Stored data
——

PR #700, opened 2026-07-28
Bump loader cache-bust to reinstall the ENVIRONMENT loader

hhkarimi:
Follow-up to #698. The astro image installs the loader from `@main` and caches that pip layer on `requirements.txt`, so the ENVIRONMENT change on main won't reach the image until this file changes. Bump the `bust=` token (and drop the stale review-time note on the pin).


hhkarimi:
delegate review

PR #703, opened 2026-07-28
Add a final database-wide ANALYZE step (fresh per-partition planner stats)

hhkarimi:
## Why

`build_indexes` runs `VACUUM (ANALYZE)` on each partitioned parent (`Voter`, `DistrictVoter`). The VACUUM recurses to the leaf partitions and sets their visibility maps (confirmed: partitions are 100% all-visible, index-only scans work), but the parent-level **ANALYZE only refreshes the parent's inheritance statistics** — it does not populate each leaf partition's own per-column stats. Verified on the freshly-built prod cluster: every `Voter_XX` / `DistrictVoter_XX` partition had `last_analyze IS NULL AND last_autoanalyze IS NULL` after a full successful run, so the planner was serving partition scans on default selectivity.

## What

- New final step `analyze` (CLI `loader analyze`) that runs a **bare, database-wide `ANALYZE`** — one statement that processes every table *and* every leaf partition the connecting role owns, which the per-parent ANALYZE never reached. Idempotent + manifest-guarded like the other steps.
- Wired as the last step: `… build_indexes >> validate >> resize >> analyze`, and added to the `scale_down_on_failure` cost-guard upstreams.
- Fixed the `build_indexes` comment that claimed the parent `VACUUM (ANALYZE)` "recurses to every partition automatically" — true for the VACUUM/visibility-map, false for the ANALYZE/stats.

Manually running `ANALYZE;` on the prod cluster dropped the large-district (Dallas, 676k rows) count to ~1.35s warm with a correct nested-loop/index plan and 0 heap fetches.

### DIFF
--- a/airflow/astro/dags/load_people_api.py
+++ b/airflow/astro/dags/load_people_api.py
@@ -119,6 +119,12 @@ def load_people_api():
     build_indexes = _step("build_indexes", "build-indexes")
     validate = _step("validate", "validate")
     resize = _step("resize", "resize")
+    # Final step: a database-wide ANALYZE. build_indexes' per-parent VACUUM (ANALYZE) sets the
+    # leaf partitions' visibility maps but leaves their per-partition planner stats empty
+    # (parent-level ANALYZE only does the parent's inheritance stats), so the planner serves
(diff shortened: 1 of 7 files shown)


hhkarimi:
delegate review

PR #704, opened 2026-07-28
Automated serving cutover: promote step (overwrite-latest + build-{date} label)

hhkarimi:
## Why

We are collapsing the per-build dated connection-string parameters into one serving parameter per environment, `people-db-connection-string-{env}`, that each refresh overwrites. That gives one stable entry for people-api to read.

——

● **Work item**: Based on the records above, how many lines hold the string "prod"? Answer with the number by itself.

● **Exercise solution**: 2